Restate verbatim the span of lines below between the line with "Issue #4653, opened 2018-07-17" and the line with "2. Save the", including those two lines, and only that span.
Input data START
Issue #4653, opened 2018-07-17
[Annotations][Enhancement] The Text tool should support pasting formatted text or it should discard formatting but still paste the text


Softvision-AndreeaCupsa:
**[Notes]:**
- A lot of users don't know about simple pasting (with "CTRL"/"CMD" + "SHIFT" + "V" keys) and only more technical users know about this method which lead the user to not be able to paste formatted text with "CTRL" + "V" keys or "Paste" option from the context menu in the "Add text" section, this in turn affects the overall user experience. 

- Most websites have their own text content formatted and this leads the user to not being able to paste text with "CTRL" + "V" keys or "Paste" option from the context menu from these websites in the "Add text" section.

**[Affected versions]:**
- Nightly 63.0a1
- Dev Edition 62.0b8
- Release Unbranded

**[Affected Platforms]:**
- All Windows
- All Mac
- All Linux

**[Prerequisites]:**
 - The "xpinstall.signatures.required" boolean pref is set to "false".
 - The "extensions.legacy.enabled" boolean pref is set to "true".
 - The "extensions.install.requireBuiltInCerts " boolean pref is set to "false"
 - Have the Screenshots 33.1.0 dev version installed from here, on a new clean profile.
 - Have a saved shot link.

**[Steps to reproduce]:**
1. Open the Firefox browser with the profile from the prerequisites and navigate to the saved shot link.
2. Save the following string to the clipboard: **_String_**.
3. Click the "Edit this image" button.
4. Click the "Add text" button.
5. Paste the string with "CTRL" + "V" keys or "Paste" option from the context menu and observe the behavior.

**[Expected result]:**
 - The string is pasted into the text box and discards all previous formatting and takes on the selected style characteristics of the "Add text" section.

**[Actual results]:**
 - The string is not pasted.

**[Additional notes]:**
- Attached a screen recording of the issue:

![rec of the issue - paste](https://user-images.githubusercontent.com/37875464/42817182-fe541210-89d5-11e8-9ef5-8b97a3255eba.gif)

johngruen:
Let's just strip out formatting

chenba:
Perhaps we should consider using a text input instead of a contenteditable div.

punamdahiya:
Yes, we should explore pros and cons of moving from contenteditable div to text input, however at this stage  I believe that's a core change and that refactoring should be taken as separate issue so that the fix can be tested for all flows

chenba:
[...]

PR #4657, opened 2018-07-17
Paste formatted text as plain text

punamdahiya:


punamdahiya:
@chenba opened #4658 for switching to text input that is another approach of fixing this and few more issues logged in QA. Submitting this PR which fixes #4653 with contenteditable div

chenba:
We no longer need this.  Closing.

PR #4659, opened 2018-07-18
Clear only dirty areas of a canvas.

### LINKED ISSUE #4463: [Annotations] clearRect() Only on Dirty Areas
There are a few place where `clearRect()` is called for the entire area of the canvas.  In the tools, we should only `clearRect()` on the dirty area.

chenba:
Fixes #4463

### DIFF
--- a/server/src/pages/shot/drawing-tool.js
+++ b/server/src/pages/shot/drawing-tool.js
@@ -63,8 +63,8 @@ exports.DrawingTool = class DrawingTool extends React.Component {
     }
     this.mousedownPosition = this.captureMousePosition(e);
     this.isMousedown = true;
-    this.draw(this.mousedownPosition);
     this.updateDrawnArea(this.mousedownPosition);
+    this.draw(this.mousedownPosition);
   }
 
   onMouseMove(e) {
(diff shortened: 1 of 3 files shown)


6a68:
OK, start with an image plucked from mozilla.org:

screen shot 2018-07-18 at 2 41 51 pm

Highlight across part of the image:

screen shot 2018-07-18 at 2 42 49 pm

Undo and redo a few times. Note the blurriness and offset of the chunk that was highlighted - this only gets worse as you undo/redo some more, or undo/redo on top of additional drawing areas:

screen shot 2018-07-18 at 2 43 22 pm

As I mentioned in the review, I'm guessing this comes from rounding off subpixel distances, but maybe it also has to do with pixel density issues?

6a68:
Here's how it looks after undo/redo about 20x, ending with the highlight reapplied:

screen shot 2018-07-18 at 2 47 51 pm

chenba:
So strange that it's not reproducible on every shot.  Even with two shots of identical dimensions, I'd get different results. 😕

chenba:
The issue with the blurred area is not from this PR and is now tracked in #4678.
Input data END
Input data START
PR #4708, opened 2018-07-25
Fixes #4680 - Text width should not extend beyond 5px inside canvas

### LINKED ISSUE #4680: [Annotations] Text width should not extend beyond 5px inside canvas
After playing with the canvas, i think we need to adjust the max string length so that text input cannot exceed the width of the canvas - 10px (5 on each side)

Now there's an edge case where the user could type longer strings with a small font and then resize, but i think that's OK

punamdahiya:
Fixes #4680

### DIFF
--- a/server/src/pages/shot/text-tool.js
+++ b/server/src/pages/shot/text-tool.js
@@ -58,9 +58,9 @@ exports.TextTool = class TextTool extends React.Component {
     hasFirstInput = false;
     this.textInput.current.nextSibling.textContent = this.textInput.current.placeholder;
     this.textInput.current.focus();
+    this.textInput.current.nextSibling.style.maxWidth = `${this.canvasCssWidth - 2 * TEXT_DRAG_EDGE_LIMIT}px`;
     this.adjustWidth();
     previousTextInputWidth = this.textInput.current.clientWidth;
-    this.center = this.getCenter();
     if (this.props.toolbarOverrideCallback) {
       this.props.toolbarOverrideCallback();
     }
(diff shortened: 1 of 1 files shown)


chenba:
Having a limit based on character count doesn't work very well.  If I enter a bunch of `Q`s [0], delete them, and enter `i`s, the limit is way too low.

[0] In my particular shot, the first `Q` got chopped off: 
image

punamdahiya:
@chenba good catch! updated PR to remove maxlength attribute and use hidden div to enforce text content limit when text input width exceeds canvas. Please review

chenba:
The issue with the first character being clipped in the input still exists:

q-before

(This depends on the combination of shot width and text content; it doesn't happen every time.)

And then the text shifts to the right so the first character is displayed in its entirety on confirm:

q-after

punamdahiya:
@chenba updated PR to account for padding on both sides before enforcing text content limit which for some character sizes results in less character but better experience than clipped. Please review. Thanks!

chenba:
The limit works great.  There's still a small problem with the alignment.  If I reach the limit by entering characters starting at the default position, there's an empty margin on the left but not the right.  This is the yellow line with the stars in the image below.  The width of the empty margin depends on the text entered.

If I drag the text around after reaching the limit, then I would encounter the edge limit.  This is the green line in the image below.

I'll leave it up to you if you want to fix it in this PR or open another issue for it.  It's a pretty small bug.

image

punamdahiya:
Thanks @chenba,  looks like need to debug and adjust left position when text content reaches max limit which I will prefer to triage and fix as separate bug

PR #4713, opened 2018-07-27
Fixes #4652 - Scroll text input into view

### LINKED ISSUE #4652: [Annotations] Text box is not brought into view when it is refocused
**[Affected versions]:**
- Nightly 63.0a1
Input data END
Input data START
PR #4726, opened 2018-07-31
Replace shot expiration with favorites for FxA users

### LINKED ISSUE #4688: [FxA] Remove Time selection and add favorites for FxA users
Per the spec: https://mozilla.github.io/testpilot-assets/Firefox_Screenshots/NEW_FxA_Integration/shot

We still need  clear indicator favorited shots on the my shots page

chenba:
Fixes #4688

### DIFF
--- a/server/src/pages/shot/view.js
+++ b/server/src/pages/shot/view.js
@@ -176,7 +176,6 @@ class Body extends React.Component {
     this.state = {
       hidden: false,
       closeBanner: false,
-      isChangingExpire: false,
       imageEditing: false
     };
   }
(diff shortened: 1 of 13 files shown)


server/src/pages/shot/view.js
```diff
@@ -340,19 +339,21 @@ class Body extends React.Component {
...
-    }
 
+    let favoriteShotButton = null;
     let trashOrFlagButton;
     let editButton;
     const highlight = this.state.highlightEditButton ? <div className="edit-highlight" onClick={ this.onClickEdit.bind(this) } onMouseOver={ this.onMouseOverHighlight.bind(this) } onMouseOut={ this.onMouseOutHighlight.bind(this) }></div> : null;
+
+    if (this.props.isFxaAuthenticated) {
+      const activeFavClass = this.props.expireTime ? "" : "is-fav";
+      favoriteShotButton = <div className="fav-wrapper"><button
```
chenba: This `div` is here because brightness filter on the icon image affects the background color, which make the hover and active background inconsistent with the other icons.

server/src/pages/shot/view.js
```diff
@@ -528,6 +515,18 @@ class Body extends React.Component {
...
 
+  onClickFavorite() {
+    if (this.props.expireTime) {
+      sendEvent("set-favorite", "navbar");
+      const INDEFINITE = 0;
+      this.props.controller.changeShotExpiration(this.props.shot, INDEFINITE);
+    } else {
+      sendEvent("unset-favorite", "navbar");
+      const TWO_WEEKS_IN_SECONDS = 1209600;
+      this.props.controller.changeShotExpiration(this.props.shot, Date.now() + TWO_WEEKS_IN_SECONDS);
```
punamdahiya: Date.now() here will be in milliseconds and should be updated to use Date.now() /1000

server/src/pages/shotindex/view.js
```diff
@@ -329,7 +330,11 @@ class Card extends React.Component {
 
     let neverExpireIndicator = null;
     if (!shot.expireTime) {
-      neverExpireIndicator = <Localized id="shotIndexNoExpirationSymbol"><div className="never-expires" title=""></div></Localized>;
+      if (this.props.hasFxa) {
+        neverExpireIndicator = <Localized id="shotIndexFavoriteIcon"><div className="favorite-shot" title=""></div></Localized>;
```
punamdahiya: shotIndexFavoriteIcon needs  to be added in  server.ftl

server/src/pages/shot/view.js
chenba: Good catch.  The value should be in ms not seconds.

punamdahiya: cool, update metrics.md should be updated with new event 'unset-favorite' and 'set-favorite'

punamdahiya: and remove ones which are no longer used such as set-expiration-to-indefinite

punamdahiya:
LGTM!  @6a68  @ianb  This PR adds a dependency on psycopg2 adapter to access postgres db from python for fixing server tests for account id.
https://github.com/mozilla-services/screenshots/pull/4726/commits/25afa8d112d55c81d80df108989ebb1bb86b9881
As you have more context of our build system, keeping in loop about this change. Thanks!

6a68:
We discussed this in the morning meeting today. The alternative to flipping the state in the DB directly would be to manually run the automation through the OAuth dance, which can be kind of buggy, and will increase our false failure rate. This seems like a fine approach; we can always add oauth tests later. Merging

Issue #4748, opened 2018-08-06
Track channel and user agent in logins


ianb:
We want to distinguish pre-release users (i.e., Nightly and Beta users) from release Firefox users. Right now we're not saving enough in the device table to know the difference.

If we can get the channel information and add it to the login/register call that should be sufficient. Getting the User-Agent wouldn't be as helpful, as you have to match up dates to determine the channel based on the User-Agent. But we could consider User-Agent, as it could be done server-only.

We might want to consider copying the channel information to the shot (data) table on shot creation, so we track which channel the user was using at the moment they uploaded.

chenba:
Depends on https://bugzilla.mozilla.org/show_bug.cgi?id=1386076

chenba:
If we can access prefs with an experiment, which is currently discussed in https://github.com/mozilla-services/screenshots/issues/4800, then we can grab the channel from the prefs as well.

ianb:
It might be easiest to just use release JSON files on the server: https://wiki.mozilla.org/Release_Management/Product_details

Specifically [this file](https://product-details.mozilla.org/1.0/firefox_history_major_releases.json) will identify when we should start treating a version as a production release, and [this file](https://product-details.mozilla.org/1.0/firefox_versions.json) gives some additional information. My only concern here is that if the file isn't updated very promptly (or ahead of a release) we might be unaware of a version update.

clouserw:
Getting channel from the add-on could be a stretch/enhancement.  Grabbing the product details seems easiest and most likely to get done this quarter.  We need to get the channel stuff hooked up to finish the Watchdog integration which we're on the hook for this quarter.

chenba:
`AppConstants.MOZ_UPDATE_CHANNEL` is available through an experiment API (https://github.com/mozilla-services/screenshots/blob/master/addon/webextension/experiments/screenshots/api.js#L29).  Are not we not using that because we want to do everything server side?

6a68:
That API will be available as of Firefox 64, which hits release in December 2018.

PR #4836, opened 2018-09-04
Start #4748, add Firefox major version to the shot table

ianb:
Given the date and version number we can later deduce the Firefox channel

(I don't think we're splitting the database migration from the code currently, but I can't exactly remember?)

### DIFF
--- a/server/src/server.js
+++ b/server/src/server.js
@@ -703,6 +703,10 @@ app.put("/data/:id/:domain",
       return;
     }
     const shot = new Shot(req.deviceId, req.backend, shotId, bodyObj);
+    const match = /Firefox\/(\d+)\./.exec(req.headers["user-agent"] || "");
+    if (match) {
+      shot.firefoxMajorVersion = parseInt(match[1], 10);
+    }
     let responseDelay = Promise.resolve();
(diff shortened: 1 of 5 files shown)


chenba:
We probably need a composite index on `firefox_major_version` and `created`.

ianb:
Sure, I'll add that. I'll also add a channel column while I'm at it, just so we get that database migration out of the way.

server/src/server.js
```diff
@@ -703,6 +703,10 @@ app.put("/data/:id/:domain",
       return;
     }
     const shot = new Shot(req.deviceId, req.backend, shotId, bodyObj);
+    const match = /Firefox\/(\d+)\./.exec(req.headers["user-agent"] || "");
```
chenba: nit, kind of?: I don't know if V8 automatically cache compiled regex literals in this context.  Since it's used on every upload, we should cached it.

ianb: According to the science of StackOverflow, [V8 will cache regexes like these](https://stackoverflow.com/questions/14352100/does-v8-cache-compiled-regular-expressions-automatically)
Input data END
## [Task solution]
Issue #4653, opened 2018-07-17
[Annotations][Enhancement] The Text tool should support pasting formatted text or it should discard formatting but still paste the text


Softvision-AndreeaCupsa:
**[Notes]:**
- A lot of users don't know about simple pasting (with "CTRL"/"CMD" + "SHIFT" + "V" keys) and only more technical users know about this method which lead the user to not be able to paste formatted text with "CTRL" + "V" keys or "Paste" option from the context menu in the "Add text" section, this in turn affects the overall user experience. 

- Most websites have their own text content formatted and this leads the user to not being able to paste text with "CTRL" + "V" keys or "Paste" option from the context menu from these websites in the "Add text" section.

**[Affected versions]:**
- Nightly 63.0a1
- Dev Edition 62.0b8
- Release Unbranded

**[Affected Platforms]:**
- All Windows
- All Mac
- All Linux

**[Prerequisites]:**
 - The "xpinstall.signatures.required" boolean pref is set to "false".
 - The "extensions.legacy.enabled" boolean pref is set to "true".
 - The "extensions.install.requireBuiltInCerts " boolean pref is set to "false"
 - Have the Screenshots 33.1.0 dev version installed from here, on a new clean profile.
 - Have a saved shot link.

**[Steps to reproduce]:**
1. Open the Firefox browser with the profile from the prerequisites and navigate to the saved shot link.
2. Save the following string to the clipboard: **_String_**.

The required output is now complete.